* _Provided data_
PR #2783, opened 2019-09-03
Fixed ambiguity of C++ nested template syntax vs. right-shift operator.

seeAppRun:
Added space between nested template brackets to fix C++ syntax error.

### DIFF
--- a/gnuradio-runtime/include/pmt/pmt.h
+++ b/gnuradio-runtime/include/pmt/pmt.h
@@ -542,9 +542,9 @@ PMT_API pmt_t init_f32vector(size_t k, const std::vector<float>& data);
 PMT_API pmt_t init_f64vector(size_t k, const double* data);
 PMT_API pmt_t init_f64vector(size_t k, const std::vector<double>& data);
 PMT_API pmt_t init_c32vector(size_t k, const std::complex<float>* data);
-PMT_API pmt_t init_c32vector(size_t k, const std::vector<std::complex<float>>& data);
+PMT_API pmt_t init_c32vector(size_t k, const std::vector<std::complex<float> >& data);
 PMT_API pmt_t init_c64vector(size_t k, const std::complex<double>* data);
-PMT_API pmt_t init_c64vector(size_t k, const std::vector<std::complex<double>>& data);
+PMT_API pmt_t init_c64vector(size_t k, const std::vector<std::complex<double> >& data);
 
 PMT_API uint8_t u8vector_ref(pmt_t v, size_t k);
 PMT_API int8_t s8vector_ref(pmt_t v, size_t k);
@@ -603,8 +603,8 @@ PMT_API const std::vector<uint64_t> u64vector_elements(pmt_t v);
 PMT_API const std::vector<int64_t> s64vector_elements(pmt_t v);
 PMT_API const std::vector<float> f32vector_elements(pmt_t v);
 PMT_API const std::vector<double> f64vector_elements(pmt_t v);
-PMT_API const std::vector<std::complex<float>> c32vector_elements(pmt_t v);
-PMT_API const std::vector<std::complex<double>> c64vector_elements(pmt_t v);
+PMT_API const std::vector<std::complex<float> > c32vector_elements(pmt_t v);
+PMT_API const std::vector<std::complex<double> > c64vector_elements(pmt_t v);
 
 // len is in elements
 PMT_API const std::vector<uint8_t> pmt_u8vector_elements(pmt_t v);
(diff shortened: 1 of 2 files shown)


michaelld:
@seeAppRun Did you do a thorough check through the GR codebase to make sure these are all of the ">>"s & related? If there are more, let's get them fixed up here, please & thank you!

seeAppRun:
> @seeAppRun Did you do a thorough check through the GR codebase to make sure these are all of the ">>"s & related? If there are more, let's get them fixed up here, please & thank you!

These were found when building from source. I can also grep through the code to see if there are other files with this issue.

michaelld:
> These were found when building from source. I can also grep through the code to see if there are other files with this issue.

Makes sense. Yes, please do the grep & see what you can get there too.

Unrelated: Do you know if you have an assigning document ("CLA") on file for GNU Radio with the Free Software Foundation (FSF)? These changes might be "small enough" to not require one, but if you're going to be a regular code contributor to GR, then you'll want one in place.

seeAppRun:
> > These were found when building from source. I can also grep through the code to see if there are other files with this issue.
> 
> Makes sense. Yes, please do the grep & see what you can get there too.
> 
> Unrelated: Do you know if you have an assigning document ("CLA") on file for GNU Radio with the Free Software Foundation (FSF)? These changes might be "small enough" to not require one, but if you're going to be a regular code contributor to GR, then you'll want one in place.

I do not (new contributor). Could you please point me to CLA process?

michaelld:
@bhilburn can you get the CLA going with @seeAppRun ? Thx!

bhilburn:
@michaelld - of course!

@seeAppRun - shoot me an e-mail, bhilburn@gnuradio.org

seeAppRun:
> > @seeAppRun Did you do a thorough check through the GR codebase to make sure these are all of the ">>"s & related? If there are more, let's get them fixed up here, please & thank you!

After looking at the code base, there are a lot of files that use the '>>' syntax for nested templates. Apparently this is newly allowed in C++11, but it is illegal syntax in previous versions of the C++ standard.  So should the code be updated to use the less restrictive style, or left as is? Updating the existing code is trivial using a regex,. 

For users of C++11, the change is unnecessary, but without it, users of earlier versions of C++ will get compiler errors when including the offending files. Suggestions?

michaelld:
hmm ... GR38 -requires- C++11 now, while GR37 doesn't. Both codebases are supposed to be C++11 compliant though ... so, honestly, it's a matter of coding style more than C++ compliance.

My coding style for these is to include the space between. We're trying to use `clang-format`, but I don't know if it has a default or setting in this regard. Let me query the GR core devs & see what our general preference is.

michaelld:
Ok so a quick review of GR master shows that the change from prior-to-C++11 `> >` (with the space) to `>>` was done intentionally here; https://github.com/gnuradio/gnuradio/commit/f7bbf2c1d8d780294f3e016aff239ca35eb6516e

Hence, for better or worse, I was wrong about thinking this change is desirable. _I_ would code using extra spaces, because I think it reads more clearly.

michaelld:
Thus, coming back to this PR: Why is this change required? Does the compiler generate warnings or errors when compiling C++ code that uses these headers? Are you building an OOT that doesn't require C++11 compliance, and including these headers? Thinking OOTs should have to require C++11 compliance if GR does ... but not sure.

seeAppRun:
> Thus, coming back to this PR: Why is this change required? Does the compiler generate warnings or errors when compiling C++ code that uses these headers? Are you building an OOT that doesn't require C++11 compliance, and including these headers? Thinking OOTs should have to require C++11 compliance if GR does ... but not sure.

Yes, I ran into this issues building OOT and including GR headers. I agree, if C++11 is a GR requirement, then I think the code is OK as is. Though I personally also prefer the '> >' style for clarity.

michaelld:
OK good to know. Let me -really- query the GR devs & see what they prefer. Just because the clang-tidy is doing no space between these doesn't mean it can't be changed if our preferences are otherwise.

michaelld:
FYI we did discuss this, and there is no clear consensus on the formatting. There was clear consensus that in GR38+ we should force C++11 during "find" ... such that the issue this PR addresses should no longer be an issue for OOT modules (though obviously -after- GR is found the OOT can always unset the c++ standard, but that's not our fault & we've done what we can do in this regard to notify the caller).

michaelld:
So ... longer story shorter: I have modifications coming to GnuradioConfig.cmake.in anyway, and I will add the c++11 standard check and setting to those changes. At that time, this PR will no longer be necessary, and I will note so in the PR discussion.

PR #2784, opened 2019-09-03
Uhd: Add cpp generation to gr-uhd

seeAppRun:
Updated gen_uhd_usrp_blocks.py to create .yml files which support c++ code generation.


mbr0wn:
Merged manually. Fixed commit messages.

PR #2790, opened 2019-09-05
grc: embedded python parameter values disappear

### LINKED ISSUE #2765: grc: embedded python parameter values disappear
When using an embedded python block in a flowgraph, editing the block causes the values for the parameters to be cleared out when the block is changed.

Steps to reproduce:
1) Create an embedded block in the flowgraph
2) Give the block properties

image

3) assign the properties to variables in the flowgraph:

image

4) Edit the block's python code and save

The values entered are wiped away:

image

cbdonohue:
grc: embedded python parameter values disappear
fixes #2765

### DIFF
--- a/grc/core/blocks/embedded_python.py
+++ b/grc/core/blocks/embedded_python.py
@@ -149,10 +149,10 @@ class EPyBlock(Block):
     def _update_params(self, params_in_src):
         param_factory = self.parent_platform.make_param
         params = {}
-        for param in list(self.params):
-            if hasattr(param, '__epy_param__'):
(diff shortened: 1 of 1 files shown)


mormj:
Tried a flowgraph that originally exposed this problem, and it has gone away.  Thanks @cbdonohue !!

marcusmueller:
awesome, Chris! Can you get into contact with @bhilburn about getting you a CLA? You're becoming a regular contributor, and for larger changes we need a CLA.

bhilburn:

PR #2795, opened 2019-09-09
grc: option toggle the show id on all blocks

### LINKED ISSUE #2780: grc: add ability to force blocks to show id
There are some blocks where the show_id field is not set, nor is it desired to be set, but I might want to see/change the block id in GRC. Could be for various reasons

1) clean up the automatic naming so that the generated .py is cleaner
2) reference the block by id from some other part of the flowgraph
3) the show_id didn't get set properly in the yml, and as a workaround I can change it, not wait until it is fixed.

This could be a context menu --> show block id

Thoughts?

mormj:
Addresses the issue of losing access to the block id on many/most blocks
though there are scenarios where you may need to see them in GRC

Added a menu item tied into the grc prefs that will show the block ids

Fixes #2780


dl1ksv:
Just a thought:
Sholud this be handled on a flowgraph basis or on a general basis? In the later case this should be part of grc.conf. 
The grc.conf could be edited by an text editor. 
But I think it could make sense to have a general configuration gui to handle the different configuration options.

mormj:
This PR handles it on a general basis as a grc.conf preference line:
image

and applies to all currently open flowgraphs (but nothing related to the option is saved in the flowgraph file).  It is solely a visual thing.

@dl1ksv - does this meet your needs in this way?

dl1ksv:
@mormj I think your proposal is the quickest way to solve the underlying issue.
I myself change the blocks yml file if needed.

But in the long run  this option  should be part of the grc.conf file and if I see all the possible configuration files and options I'm curious if we don't need a configuration editor.

mbr0wn:
Works as advertised.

* _Work item_
Across the entries above, find the lines with the string "Foundation" and copy them.

* _Output_
Unrelated: Do you know if you have an assigning document ("CLA") on file for GNU Radio with the Free Software Foundation (FSF)? These changes might be "small enough" to not require one, but if you're going to be a regular code contributor to GR, then you'll want one in place.
> Unrelated: Do you know if you have an assigning document ("CLA") on file for GNU Radio with the Free Software Foundation (FSF)? These changes might be "small enough" to not require one, but if you're going to be a regular code contributor to GR, then you'll want one in place.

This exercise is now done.